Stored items
Content starts

PR #4636, opened 2024-10-01
Rename CoreDeveloper Role

### LINKED ISSUE #4604: `CoreDeveloper` role might be mis-named

- [x] Update codebase

Jongmassey:
fixes #4604


iaindillingham (approved):
Thanks for picking this up, @Jongmassey. I'd like to think you honed your regex skill along the way 🙂 You may wish to consider fixing up the three commits into one, as if we ever needed to back out of this change, then we'd only have to perform a single revert.

Jongmassey:
Yes I'll squash and merge, I thought it would be slightly less intimidating to review as three!

PR #4639, opened 2024-10-02
Rename core developer (take 2)

### LINKED ISSUE #4604: `CoreDeveloper` role might be mis-named

Jongmassey:
fixes #4604 

~~In order for us to successfully migrate from one role to another, we need to be able to remove the old role from the codebase.~~

~~Prior to this PR, there was no graceful handling of the situation where a user record in the db had `roles` whose path was no longer present in the codebase.~~

~~This change handles this situation more gracefully by creating a skeleton role type with that path (but no model associations or permissions) in such a way that these "legacy" roles round trip from the database.~~

~~This change includes the change of name of role in the codebase, this more graceful role parsing, and a migration to change the existing role records in the database. The migration also includes local fake role classes and as such is not coupled to the old `CoreDeveloper` or new `StaffAreaAdministrator` roles in the codebase.~~

After discussion with @mikerkelly  and @iaindillingham we have decided that leaving a vestigial `CoreDeveloper` role class in the codebase for as long as there are dependent data migrations present is acceptable cruft.

Alternative approaches attempted in this PR were deemed to be too complex.

Following merging of this PR, an issue detailing the necessary removal of the vestigial class should be created.


Jongmassey:
I have tested locally this with a fresh dump of the prod database, running `manage.py migrate`  then `just run` - I can log in as myself and access all the staff area

mikerkelly:
I think the non-docs commits should be squished before merging, as they're atomic, I think? You don't want to roll back or deploy any one individually. Re-name and references work together, you need to migrate if your DB has been either side of these commits.

jobserver/authorization/roles.py
```diff
@@ -22,18 +22,22 @@
 
 class CoreDeveloper:
     """
-    Bennett staff member with administrator access to Job Server.
+    Temporary vestigial CoreDeveloper role to allow migration
```
mikerkelly, line 25: I'm not sure I understand why this exists? Is it because the references weren't changed in the same commit, failing CI? If this is merged with the references commit, you don't need this class anymore I think as nothing references it?

Jongmassey:
As the vestigial CoreDeveloper isn't assigned any models it doesn't appear in the Staff Area User page.
image

jobserver/authorization/roles.py
```diff
@@ -22,18 +22,22 @@
...
+    models = []
+    permissions = []
 
-    Note the name is misleading here as this does not imply what we generally mean by
-    "core developer". We plan to rename this role as part of a more general permissions
-    revamp.
+
+class StaffAreaAdministrator:
+    """
+    Bennett staff member with administrator access to Job Server.
```
mikerkelly, line 36: Worth summarising what that means? Access to all of the /staff app, can twiddle most models? Not obvious I think.

Could mention we might split this up in future?

jobserver/migrations/0008_coredeveloper_to_staffareaadministrator.py
```diff
@@ -0,0 +1,44 @@
+# Generated by Django 5.1.1 on 2024-10-02 11:00
```
mikerkelly, line 1: I think this is mostly hand-written and should have a docstring explaining why it exists, what the purpose and rationale are, and the approach taken. If anyone need to come back to where we are I think that will be very non-obvious.

jobserver/migrations/0008_coredeveloper_to_staffareaadministrator.py
```diff
@@ -0,0 +1,44 @@
...
+
+from django.db import migrations
+
+from jobserver.authorization.roles import StaffAreaAdministrator
+
+
+# We want to eventually remove the "real" CoreDeveloper so make a fake one here
+class CoreDeveloper:
```
mikerkelly, line 9: I think this idea works well, but I would like a slightly more in-depth explanation in comment.

jobserver/authorization/roles.py
Jongmassey: The proper description of these roles is decided and agreed on elsewhere, I'd rather not change them in the course of this PR as not to open that particular can of worms.

jobserver/authorization/roles.py
Jongmassey: I've come to realise that this is actually necessary to make the migration run when there is `jobserver.authorization.roles.CoreDeveloper` role records in the db (see the updated PR description).

jobserver/migrations/0008_coredeveloper_to_staffareaadministrator.py
Jongmassey: It turns out this isn't quite sufficient for this migration to run with the real `CoreDeveloper` deleted when there are `jobserver.authorization.roles.CoreDeveloper` role records in the db. If you can find a way to make is sufficient then that would make this PR much simpler and more robust!

jobserver/authorization/roles.py
mikerkelly: Reasonable, gotcha. Can it say "for info on what that means etc. refer to [XXX]" with a pointer to that elsewhere? Okay if not.

Jongmassey:
@mikerkelly  yes, will squash before merge - keeping them separate made it easier for me to iterate on reworking this.

jobserver/authorization/roles.py
Jongmassey: This is no longer the case after making `parse_role()` more resilient

jobserver/authorization/roles.py
Jongmassey: Thomas already has a PR in flight to remove these docstrings entirely so I'm going to resolve this because it will become irrelevant after a rebase!

tests/unit/jobserver/models/test_user.py
```diff
@@ -351,3 +353,20 @@ def test_create_user():
     assert user.email == "test@test.test"
     # Password is not stored in plaintext.
     assert user.password != password
+
+
+def test_user_legacy_roles_round_trip():
```
mikerkelly, line 358: Optionally would like a comment here explaining what we mean by legacy role and why this test exists as it's a little complex.

Jongmassey: I've added a docstring - do you think that covers it well enough?

mikerkelly:
Manual testing done on my local dev setup:

* I had a local DB with two User, one with `CoreDeveloper`.
* I applied migration 0008_coredeveloper_to_`StaffAreaAdministrator` and was able to use the staff site.
* I reversed the migration and the site was functional except I could not access the staff area (as I had `CoreDeveloper` not `StaffAreaAdministrator`). 403 not 500 error now when trying to bypass, as you'd hope. After reapplying the migration I could access the staff pages again.
* I used PDB to step into the migration and insert a spurious role `jobserver.authorization.roles.LegacyRole` on the User with `CoreDeveloper`. After stepping across the migration in each direction a few times, this spurious legacy role remained in the DB. So nothing is being dropped, even if unrecognized.
* If you put a class without `jobserver.authorization.roles` prefix in the table the site 500s whenever it tries to check roles. I think this is our expected behaviour given the current design of this package.

I think I realised what was making me uneasy: we have no tests of the migration code itself, which is custom code we've written. Such tests could be written by setting up the DB, calling `django.core.management.call_command`, then checking the DB state after (perhaps with `django.db.connection.cursor` to execute some SQL SELECT directly to avoid engaging the model code). I think ideally we would have such tests to validate and document the expected behaviour, but I would understand if you didn't feel that was necessary/cost-beneficial given how thoroughly we've tested it manually and that this has been pending a while.

I left a couple of comments with nits about docs. Optional. I suppose someone could always follow the git history to find this ticket and related ones.

I think it would be useful to have a note at the top of `jobserver/authorization/roles.py` that if any of these class names change, you need to make a custom migration, pointing to this one and/or this ticket. That might help someone that needs to do something similar in future. Optional.

Apart from that, good to merge. We discussed reducing the number of commits to make them more atomic.

mikerkelly (approved):

Jongmassey:
>If you put a class without jobserver.authorization.roles prefix in the table the site 500s whenever it tries to check roles. I think this is our expected behaviour given the current design of this package.

Yes, that's the current behaviour or `ensure_role_paths`:
https://github.com/opensafely-core/job-server/blob/b2cbb3bb0585bb0a3ead3fe1eb0f2515ddd54b20/jobserver/authorization/parsing.py#L4-L18


We _could_ alter this such that the error becomes softer  - e.g. we get notified that there's wonky roles in the db but the site remains functional. However, I think any circumstance that resulted in roles being put in the db that weren't in the `jobserver.authorization.roles` namespace would be a major problem and so failing hard is the right thing to do to.

Jongmassey:
From a quick search on the BI google drive that's all I find that I think needs updating. We will notify NOD and IG once this is done to ask them to update any of their documentation and processes of which we may be unaware

jobserver/migrations/0008_coredeveloper_to_staffareaadministrator.py
```diff
@@ -0,0 +1,35 @@
...
+
+from jobserver.authorization.roles import CoreDeveloper, StaffAreaAdministrator
+
+
+def change_user_role(apps, from_role, to_role):
+    User = apps.get_model("jobserver", "User")
+    users = User.objects.filter(roles__contains=from_role)
+    for user in users:
+        user.roles.remove(CoreDeveloper)
+        user.roles.append(StaffAreaAdministrator)
```
iaindillingham, line 13: I think you mean...

```suggestion
        user.roles.remove(from_role)
        user.roles.append(to_role)
```

because otherwise the reverse migration will fail with...

```
ValueError: list.remove(x): x not in list
```

iaindillingham (approved):
Thank you for reworking this, @Jongmassey. Although we end up with some cruft in `jobserver/authorization/roles.py`, we need not use class factories and fakes.

At present, the reverse migration is broken. I've made a suggestion that fixes this but approved the PR.

jobserver/migrations/0008_coredeveloper_to_staffareaadministrator.py
Jongmassey: I absolutely do mean that! Thanks for catching that

PR #4645, opened 2024-10-07
Fix `default_language_version`

iaindillingham:
pre-commit's `default_language_version` should have been bumped from 3.11 to 3.12 almost exactly a year ago (c1759e89), but it was missed. Those with a python3.11 binary won't have noticed, but those without, like @KatieB5, would. Thank you for spotting this, Katie!


KatieB5 (approved):
Thanks Iain!

Issue #4593, opened 2024-09-06
Replace `pragma: no cover` with a test


iaindillingham:
For expediency, #4574 added a `pragma: no cover`:

https://github.com/opensafely-core/job-server/blob/22f5abdc0bc2e4269fb9b214c037e22bcba7db83/jobserver/forms.py#L138

We should remove it and exercise the line with a test. It's worth taking some time to do so, as -- to me, at least -- it isn't clear how we might end up here, and what returning `None` from `WorkspaceCreateForm.clean` means.

mikerkelly:
I don't think this block of code achieves anything after #4725 and #4730 remove the rest of `clean()`. I suspect it existed to try and avoid that code accessing attributes of `repo` or `branch` when either was not provided in `data`. This would have caused `branch.lower()` to fail, for example, even though `branch` being `None` would independently have failed field validation. `clean()` is executed even if field-level validation fails, to allow for fuller error reporting.

So I think `clean()` can be removed altogether if #4730 is approved and merged. Nice.

PR #4654, opened 2024-10-08
Parametrize `test_workspacecreateform_success`

iaindillingham:
In this PR, we make a couple of small changes to two tests. These small changes help us see that the two tests are basically the same, save for two parameters. We then parameterise one test and remove the other, meaning we have the same tests for 14 fewer lines of code.

We use the [`pytest.mark.parametrize`](https://docs.pytest.org/en/latest/how-to/parametrize.html#pytest-mark-parametrize) decorator to parameterise the test, also using [`pytest.param`](https://docs.pytest.org/en/latest/reference/reference.html#pytest.param) to assign a more descriptive ID to each parameter set. Doing so also makes it easier to run the test with either parameter set:

```sh
pytest tests/unit/jobserver/test_forms.py::test_workspacecreateform_success[lower_case_name]

pytest tests/unit/jobserver/test_forms.py::test_workspacecreateform_success[mixed_case_name]
```

Or with both parameter sets:

```sh
pytest tests/unit/jobserver/test_forms.py::test_workspacecreateform_success
```

Although out of scope, I think it's worth noting that `test_workspacecreateform_success` would be a great candidate for [property-based testing](https://hypothesis.readthedocs.io/en/latest/). It's unlikely that every `name` will be either lower-case or mixed-case ASCII in real life, so verifying that `WorkspaceCreateForm.clean_name` works correctly with a wide range of `name`s is important.

I created this PR whilst working on #4593. It doesn't address that issue, but it does make that issue easier to address.

### DIFF
--- a/tests/unit/jobserver/test_forms.py
+++ b/tests/unit/jobserver/test_forms.py
@@ -116,7 +116,7 @@ def test_workspacecreateform_success():
     assert form.is_valid()
 
 
-def test_workspacecreateform_success_with_upper_case_names():
+def test_workspacecreateform_success_with_mixed_case_name():
     project = ProjectFactory()
     data = {
         "name": "TeSt",
--- a/tests/unit/jobserver/test_forms.py
+++ b/tests/unit/jobserver/test_forms.py
@@ -96,10 +96,17 @@ def test_jobrequestcreateform_with_bad_codelists(
         )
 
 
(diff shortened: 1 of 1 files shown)


KatieB5 (approved):
Thanks Iain! Feedback discussed on Friday.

Content ends

◆ Work to complete ◆
Throughout the records above, find the lines in which the word "pytest" appears and return them.

◆ Solution for this task ◆
We use the [`pytest.mark.parametrize`](https://docs.pytest.org/en/latest/how-to/parametrize.html#pytest-mark-parametrize) decorator to parameterise the test, also using [`pytest.param`](https://docs.pytest.org/en/latest/reference/reference.html#pytest.param) to assign a more descriptive ID to each parameter set. Doing so also makes it easier to run the test with either parameter set:
pytest tests/unit/jobserver/test_forms.py::test_workspacecreateform_success[lower_case_name]
pytest tests/unit/jobserver/test_forms.py::test_workspacecreateform_success[mixed_case_name]
pytest tests/unit/jobserver/test_forms.py::test_workspacecreateform_success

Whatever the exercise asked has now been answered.